Setelah menghabiskan waktu di telfon bercanda bersama suami, meri melangkah ke dapur untuk melihat makanan yang akan di hidangkan untuk junior.
Baru saat ia akan mengiris bawang, perutnya sudah lebih dulu mual dan mulai memuntahkan isi perutnya.
Nanny yang juga berada di dapur untuk membantu nyonya rumah itu memasak dengan sigap memijat lembut tengkuk dan punggung bos nya itu.
"nyonya, apa perlu aku telfon tuan untukmu?" tanya nanny berhati-hati.
Meri melambaikan tangannya, menolak memberitahu ilham tentang kondisinya. Mual muntah yang tidak terlalu sering sangat normal bagi ibu hamil di usia trimester pertama jadi mereka tidak perlu khawatir.
Saat masih sibuk dengan perut yang terus saja mual, terdengar suara junior yang memanggil ibunya.
"ibu, aku pulang" teriaknya.
Sudah menjadi kebiasaannya ketika pulang sekolah dengan sapaan akrab itu. Anak kecil itu justru tidak pernah mungucapkan salam seperti anak kecil lainnya.
Kalimat itu seperti turunan dari meri yang juga selalu mengatakan hal itu saat pertama kali bertemu keluarganya.
Mendengar tuan muda berteriak, nanny menjawab dengan lantang karena tidak ingin meninggalkan meri yang masih di landa mual muntah.
"tuan muda, nyonya ada di dapur. Dia sedang muntah"
Mendengar hal itu, bukan hanya junior tapi andre yang saat itu juga datang bermaksud menjemput junior ikut khawatir.
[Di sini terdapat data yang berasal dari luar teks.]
PR #94, opened 2020-10-28
Enlarge arrays as discussed

pavel-kirienko:
This is a follow-up to the previous discussion we had here and at the call. This change is not expected to introduce incompatibilities.

The new data types here are actually new versions of existing ones, where the old ones are marked deprecated.

The register API is updated without introducing new versions to avoid changing the fixed service-ID. This is wire-compatible provided that long register names are not used; if they are, requests will fail with deserialization error.

### DIFF
--- a/test.py
+++ b/test.py
@@ -104,12 +104,3 @@ def get_max_bit_length(ty) -> int:
         return max(map(get_max_bit_length, [ty.request_type, ty.response_type]))
     else:
         return max(ty.bit_length_set)
-
-
-for t in output:
-    max_bit_length = get_max_bit_length(t)
-    if max_bit_length > MAX_SERIALIZED_BIT_LENGTH:
-        text = open(t.source_file_path).read()
-        if '#pragma:no-bit-length-limit' not in text.replace(' ', ''):
-            print('The data type', t, 'exceeds the bit length limit of', MAX_SERIALIZED_BIT_LENGTH, file=sys.stderr)
-            sys.exit(1)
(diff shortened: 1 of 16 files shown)


TSC21:
Do you actually feel there's a real need to deprecate the data types instead of updating the existent ones? I mean are there any actual systems in production using these data types? I think this will just introduce undesirable noise in the repo.

pavel-kirienko:
I think we should get used to it because any practical namespace will contain legacy data types.

TSC21:
> I think we should get used to it because any practical namespace will contain legacy data types.

Yes but don't you feel this is a little to early for that?

pavel-kirienko:
> Yes but don't you feel this is a little to early for that?

We are almost ***stable*** so it's time to start deploying the backward compatibility measures we have designed. This is what our adopters would expect: the spec has not yet reached the release, but things are already stable enough to (carefully) rely on.

thirtytwobits (approved):

TSC21:
> > Yes but don't you feel this is a little to early for that?
> 
> We are almost _**stable**_ so it's time to start deploying the backward compatibility measures we have designed. This is what our adopters would expect: the spec has not yet reached the release, but things are already stable enough to (carefully) rely on.

Ok. In the other hand, should we consider creating a `depreacted` namespace to where to move these, or that would break compatibility?

pavel-kirienko:
> In the other hand, should we consider creating a deprecated namespace to where to move these, or that would break compatibility?

We want to keep deprecated data types mostly untouched to avoid breaking third-party code that relies on them, so they shouldn't be moved. Deprecated types eventually go to Valhalla anyway so the noise is bounded.

PR #97, opened 2020-12-09
GNSS Sensor Device

aentinger:
This is a very first step into describing the UAVCAN V1 messages for a generic GNSS location sensor device. My idea is to discuss within this PR and develop this message set over various commits. Upon reaching agreement we can "Squash & Merge" the whole PR into a single commit. I don't see another way of doing this as I'm not knowledgeable enough to encompass everyone's requirements. Let's get this started!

Mereka dengan kompak berlari ke arah dapur. Andre yang sudah pernah masuk ke rumah itu cukup hapal di mana letak dapur. Meri masuk menundukkan kepalanya pada washtafle saat andre masuk.
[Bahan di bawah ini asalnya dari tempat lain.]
PR #100, opened 2021-01-08
Extend reg.drone.physics.kinematics with 3D geometry and define the GNSS service

pavel-kirienko:
This PR incorporates and supersedes #97 and unblocks https://github.com/107-systems/UAVCAN-GNSS-Node/issues/2. @aentinger please review.

Start here:

- `reg/drone/physics/kinematics/README.md`
- `reg/drone/service/gnss/_.0.1.uavcan`


reg/drone/service/gnss/FixStatus.0.1.uavcan
```diff
@@ -0,0 +1,13 @@
+# Status of the GNSS navigation solution. This information is needed for indication and general status monitoring only.
+# Data consumers should not use this info and rely on the error estimates reported via covariance matrices instead.
+# If the sensor is equipped with other means of deriving the navigation solution (dead reckoning, VIO, UWB, etc.),
+# then this value may not be representative of the actual status of the solution (only matrices are).
+
+uint2 NONE = 0
+uint2 TIME = 1  # Only time is available.
+uint2 D2   = 2  # The time, latitude, longitude, and NE-plane velocity are available.
```
aentinger, line 8: Is there any specific reason for having this state abbreviated by `D2`? My issue with this shorthand is that I can't infer what it actually means and would rather have it spelled out in long form, i.e. `TIME_POSITION_VELOCITY`. In a similar way `D3` could be `ALL` (or an enumeration as `TIME_POSITION_VELOCITY_HEADING_...`).

reg/drone/service/gnss/Heartbeat.0.1.uavcan
```diff
@@ -0,0 +1,16 @@
...
+Sources.0.1 sources
+
+DilutionOfPrecision.0.1 dop
+
+FixStatus.0.1 fix_status
+
+uint8 num_visible_satellites  # The number of space vehicles visible when the solution was computed.
+uint8 num_used_satellites     # The number of space vehicles whose signals have been utilized to derive the solution.
+
+bool rtk_fix    # True if the current mode is RTK and an RTK fix has been established. Also see Sources.
```
aentinger, line 14: I am curious to know why `rtk_fix` is singled out here and not part of `FixStatus.0.1`?

reg/drone/service/gnss/Sources.0.1.uavcan
```diff
@@ -0,0 +1,37 @@
...
+bool beidou_b1          # 1531.098 MHz
+bool beidou_b2          # 1207.140 MHz
+
+bool sbas               # Satellite-Based Augmentation System (WAAS, EGNOS, GAGAN, QZSS, etc.)
+bool gbas               # Ground-Based Augmentation System, DGPS (IMES, etc.)
+
+bool rtk_base           # Real-Time Kinematics base station data
+
+bool imu                # Inertial Measurement Unit
+bool vo                 # Visual Odometry
```
aentinger, line 27: As I am a fervent believer in spelling out acronyms in code (especially those that can't be easily inferred) I suggest to replace `vo` with `visual_odometry`.

reg/drone/service/gnss/FixStatus.0.1.uavcan
pavel-kirienko: It is supposed to say "2D" and "3D", but [a DSDL identifier cannot start with a digit](https://github.com/UAVCAN/specification/blob/7cacf58936a494de973c81bfe13f1ecbcb71337c/specification/dsdl/grammar.parsimonious#L7). We can change it as you suggested, but upon further consideration, I am actually inclined to replace this with a simple boolean flag indicating whether the fix is attained at all. The available data can be determined from covariance matrices. This change would remove one type from the service definition making it (marginally) simpler.

reg/drone/service/gnss/Heartbeat.0.1.uavcan
pavel-kirienko: The fix status is intended to be an enumeration so I moved it into a dedicated type. As I just wrote above, the current proposal might be over-engineered slightly because the FixStatus can be replaced with a boolean flag next to `rtk_fix` without reducing the utility of the GNSS service. Unless you object, I would add `bool fix` next to this flag instead.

Seperti biasa, meri hanya menggunakan pakaian rumahan dengan dres selutut dengan lengan pendek. Ia terlihat jauh lebih muda dengan balutan warna merah muda.
Andre mendekat dan mengambil alih mengusap punggung meri. Mereka bekerja sama dengan baik karena meri bahkan tidak menyadari bahwa andre yang memijatnya.
Tangan mantan suaminya itu sudah terlahir halus dan tidak pernah bekerja kasar hingga sentuhannya ibarat belaian ibu pada putrinya.
"apa sudah lebih baik?" tanya andre.
Terkejut mendengar suara itu, meri merangsek mundur ingin menghindar tapi lengannya sudah terkunci di genggaman andre.
"tidak masalah, aku hanya membantumu meredakan mual" kata andre lagi.
"pakaianku" meri berkata dengan sedih terkesan bersalah karena membiarkan pria lain melihatnya.
Kakinya benar-benar lemah dan bergetar karena muntah beberapa kali. Ia ingin segera berlari tapi bahkan untuk berdiri nanny harus menyangga salah satu tangannya di bahu.
"aku bukan dokter, tapi ini darurat. Biar ku bantu kembali ke kamar" andre lagi-lagi menawarkan bantuan.
Meri tersenyum kaku, "maaf merepotkanmu dan maaf membiarkanmu melihatku"
Dalam hati, andre merasa senang bisa melihat wajah nyata itu lagi. Ini ke empat kalinya ia di beri kesempatan langka itu setelah ia keluar dari penjara. Ia justru berterimakasih dalam hati. Hanya saja ia menyesal bahwa hal itu saat meri tak berdaya dalam keadaan sakit.
Ia memapah meri ke kamar dan junior mengikuti keduanya. Andre meminta junior mengambil lap untuk menyegarkan meri sementara andre keluar dari kamar itu.
Dia sedikit tahu bagaimana perasaan ilham yang merasa bersalah menyentuh istri dari saudaranya. Walau ia sangat menyukainya tapi bayangan penyesalan itu terus saja muncul.
Di masalalu, ilham melakukan hal ini demi andre dan di masa sekarang, andre melakukannya untuk ilham. Dunia mereka memang unik.
Meri keluar dengan dandanan tertutup dan menyapa andre dengan malu.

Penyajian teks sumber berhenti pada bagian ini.